| Problem description |
Find each line in the records below that contains the word "validation", and copy it out.

| Records to process |
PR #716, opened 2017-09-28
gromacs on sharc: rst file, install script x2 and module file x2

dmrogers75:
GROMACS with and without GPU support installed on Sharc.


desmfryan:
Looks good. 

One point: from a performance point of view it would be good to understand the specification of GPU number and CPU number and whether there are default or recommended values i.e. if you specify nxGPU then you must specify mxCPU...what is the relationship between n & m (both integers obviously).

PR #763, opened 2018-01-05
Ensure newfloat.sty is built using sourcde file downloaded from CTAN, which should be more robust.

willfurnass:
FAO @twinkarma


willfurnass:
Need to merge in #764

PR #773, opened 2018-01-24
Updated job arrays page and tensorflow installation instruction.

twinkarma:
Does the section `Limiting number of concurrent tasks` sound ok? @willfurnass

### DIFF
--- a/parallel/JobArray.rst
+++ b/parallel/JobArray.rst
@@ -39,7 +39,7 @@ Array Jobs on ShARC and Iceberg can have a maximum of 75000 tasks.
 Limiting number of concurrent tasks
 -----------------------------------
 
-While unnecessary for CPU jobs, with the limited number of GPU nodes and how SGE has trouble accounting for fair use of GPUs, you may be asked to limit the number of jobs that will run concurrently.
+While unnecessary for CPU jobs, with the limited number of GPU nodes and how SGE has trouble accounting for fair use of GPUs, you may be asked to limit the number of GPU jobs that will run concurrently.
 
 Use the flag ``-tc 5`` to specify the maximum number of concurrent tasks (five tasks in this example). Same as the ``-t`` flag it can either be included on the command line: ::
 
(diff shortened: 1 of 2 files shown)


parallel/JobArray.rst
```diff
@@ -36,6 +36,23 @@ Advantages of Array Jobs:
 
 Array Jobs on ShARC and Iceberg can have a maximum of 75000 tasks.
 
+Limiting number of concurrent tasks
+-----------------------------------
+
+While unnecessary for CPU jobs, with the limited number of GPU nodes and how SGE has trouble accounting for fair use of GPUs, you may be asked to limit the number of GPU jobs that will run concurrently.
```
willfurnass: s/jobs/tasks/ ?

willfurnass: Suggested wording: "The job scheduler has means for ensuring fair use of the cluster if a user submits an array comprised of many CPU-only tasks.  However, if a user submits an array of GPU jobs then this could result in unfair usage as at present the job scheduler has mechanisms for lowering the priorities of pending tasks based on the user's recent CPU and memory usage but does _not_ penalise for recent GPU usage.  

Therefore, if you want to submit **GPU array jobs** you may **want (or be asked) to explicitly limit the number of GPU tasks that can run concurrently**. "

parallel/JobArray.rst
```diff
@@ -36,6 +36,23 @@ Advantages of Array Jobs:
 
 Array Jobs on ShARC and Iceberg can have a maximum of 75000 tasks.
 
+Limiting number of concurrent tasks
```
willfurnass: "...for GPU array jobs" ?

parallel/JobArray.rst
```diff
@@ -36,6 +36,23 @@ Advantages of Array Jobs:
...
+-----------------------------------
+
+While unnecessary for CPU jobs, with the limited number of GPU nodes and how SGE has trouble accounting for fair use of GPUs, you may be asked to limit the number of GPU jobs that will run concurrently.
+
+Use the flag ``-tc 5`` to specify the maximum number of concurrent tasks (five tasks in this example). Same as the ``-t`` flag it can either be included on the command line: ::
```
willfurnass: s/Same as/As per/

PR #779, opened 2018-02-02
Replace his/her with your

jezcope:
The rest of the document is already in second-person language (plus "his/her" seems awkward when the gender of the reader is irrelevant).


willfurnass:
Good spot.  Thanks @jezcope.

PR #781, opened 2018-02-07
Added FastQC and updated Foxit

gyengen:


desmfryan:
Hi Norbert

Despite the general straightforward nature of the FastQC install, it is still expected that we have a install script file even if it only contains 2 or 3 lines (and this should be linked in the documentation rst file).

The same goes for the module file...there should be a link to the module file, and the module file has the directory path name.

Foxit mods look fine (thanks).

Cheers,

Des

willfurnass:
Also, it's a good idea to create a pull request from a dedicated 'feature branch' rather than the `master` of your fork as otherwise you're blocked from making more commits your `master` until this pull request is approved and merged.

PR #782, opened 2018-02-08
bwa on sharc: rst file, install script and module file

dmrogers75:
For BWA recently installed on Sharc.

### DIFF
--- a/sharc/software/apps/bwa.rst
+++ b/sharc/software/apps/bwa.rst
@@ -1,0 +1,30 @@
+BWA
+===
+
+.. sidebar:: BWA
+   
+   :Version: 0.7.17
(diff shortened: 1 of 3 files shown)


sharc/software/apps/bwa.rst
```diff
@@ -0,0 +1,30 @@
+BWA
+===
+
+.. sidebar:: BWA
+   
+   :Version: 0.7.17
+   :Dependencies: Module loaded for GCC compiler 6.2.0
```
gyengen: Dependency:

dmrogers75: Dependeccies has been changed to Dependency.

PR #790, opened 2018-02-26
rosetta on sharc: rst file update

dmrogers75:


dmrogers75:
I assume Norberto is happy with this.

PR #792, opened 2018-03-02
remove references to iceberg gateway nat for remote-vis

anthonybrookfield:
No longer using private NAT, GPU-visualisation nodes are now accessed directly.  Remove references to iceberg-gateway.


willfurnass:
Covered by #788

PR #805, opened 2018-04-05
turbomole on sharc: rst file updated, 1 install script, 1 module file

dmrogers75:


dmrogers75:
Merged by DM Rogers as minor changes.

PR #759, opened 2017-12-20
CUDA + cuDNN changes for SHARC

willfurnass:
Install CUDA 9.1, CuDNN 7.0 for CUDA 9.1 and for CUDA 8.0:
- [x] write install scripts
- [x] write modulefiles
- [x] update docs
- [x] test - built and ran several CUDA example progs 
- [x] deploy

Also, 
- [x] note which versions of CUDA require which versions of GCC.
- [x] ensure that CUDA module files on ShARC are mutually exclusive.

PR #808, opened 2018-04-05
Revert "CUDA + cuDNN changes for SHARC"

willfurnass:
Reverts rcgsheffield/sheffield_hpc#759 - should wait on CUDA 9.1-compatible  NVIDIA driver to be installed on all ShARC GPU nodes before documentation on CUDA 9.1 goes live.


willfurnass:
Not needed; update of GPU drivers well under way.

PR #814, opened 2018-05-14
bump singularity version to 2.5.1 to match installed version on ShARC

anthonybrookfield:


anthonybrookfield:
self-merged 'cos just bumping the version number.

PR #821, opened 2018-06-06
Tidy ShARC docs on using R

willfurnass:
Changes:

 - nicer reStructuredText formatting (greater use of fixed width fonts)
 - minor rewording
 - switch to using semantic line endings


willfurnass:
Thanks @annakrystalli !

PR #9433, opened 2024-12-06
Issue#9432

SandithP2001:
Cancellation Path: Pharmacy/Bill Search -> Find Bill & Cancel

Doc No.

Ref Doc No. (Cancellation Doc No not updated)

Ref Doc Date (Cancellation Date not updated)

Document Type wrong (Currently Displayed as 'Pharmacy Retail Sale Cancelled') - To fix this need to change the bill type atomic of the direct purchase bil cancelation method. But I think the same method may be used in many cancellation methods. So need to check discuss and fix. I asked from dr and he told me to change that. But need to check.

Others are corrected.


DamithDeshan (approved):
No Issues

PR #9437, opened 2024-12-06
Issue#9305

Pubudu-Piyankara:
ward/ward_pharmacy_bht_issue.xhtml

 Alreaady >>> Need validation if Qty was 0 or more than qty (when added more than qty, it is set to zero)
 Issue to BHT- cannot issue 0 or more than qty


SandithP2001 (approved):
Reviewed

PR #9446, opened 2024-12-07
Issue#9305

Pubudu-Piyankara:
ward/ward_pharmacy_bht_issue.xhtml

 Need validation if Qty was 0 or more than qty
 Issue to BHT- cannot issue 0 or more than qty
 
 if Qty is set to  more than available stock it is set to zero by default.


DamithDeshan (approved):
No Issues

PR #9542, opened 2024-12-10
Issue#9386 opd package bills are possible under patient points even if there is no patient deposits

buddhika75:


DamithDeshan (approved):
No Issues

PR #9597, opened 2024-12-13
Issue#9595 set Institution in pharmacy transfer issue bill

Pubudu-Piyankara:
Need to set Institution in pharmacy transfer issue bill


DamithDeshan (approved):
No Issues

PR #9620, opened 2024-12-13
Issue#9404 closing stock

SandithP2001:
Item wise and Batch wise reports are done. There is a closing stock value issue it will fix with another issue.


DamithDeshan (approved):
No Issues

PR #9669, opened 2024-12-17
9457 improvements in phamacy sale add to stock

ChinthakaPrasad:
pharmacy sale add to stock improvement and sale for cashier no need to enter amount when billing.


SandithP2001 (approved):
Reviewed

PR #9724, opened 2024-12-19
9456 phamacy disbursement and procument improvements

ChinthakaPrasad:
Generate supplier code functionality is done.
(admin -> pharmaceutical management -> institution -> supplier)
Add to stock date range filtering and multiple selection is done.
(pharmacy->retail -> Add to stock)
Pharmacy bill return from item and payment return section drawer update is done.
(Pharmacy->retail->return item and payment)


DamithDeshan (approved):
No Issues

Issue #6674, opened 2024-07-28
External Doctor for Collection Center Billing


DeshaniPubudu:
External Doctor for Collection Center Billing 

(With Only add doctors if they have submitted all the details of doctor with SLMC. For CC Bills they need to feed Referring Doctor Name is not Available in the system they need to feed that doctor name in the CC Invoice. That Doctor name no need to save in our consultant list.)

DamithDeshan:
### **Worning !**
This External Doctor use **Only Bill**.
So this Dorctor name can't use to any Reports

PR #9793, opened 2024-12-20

| Response below |
 Alreaady >>> Need validation if Qty was 0 or more than qty (when added more than qty, it is set to zero)
 Need validation if Qty was 0 or more than qty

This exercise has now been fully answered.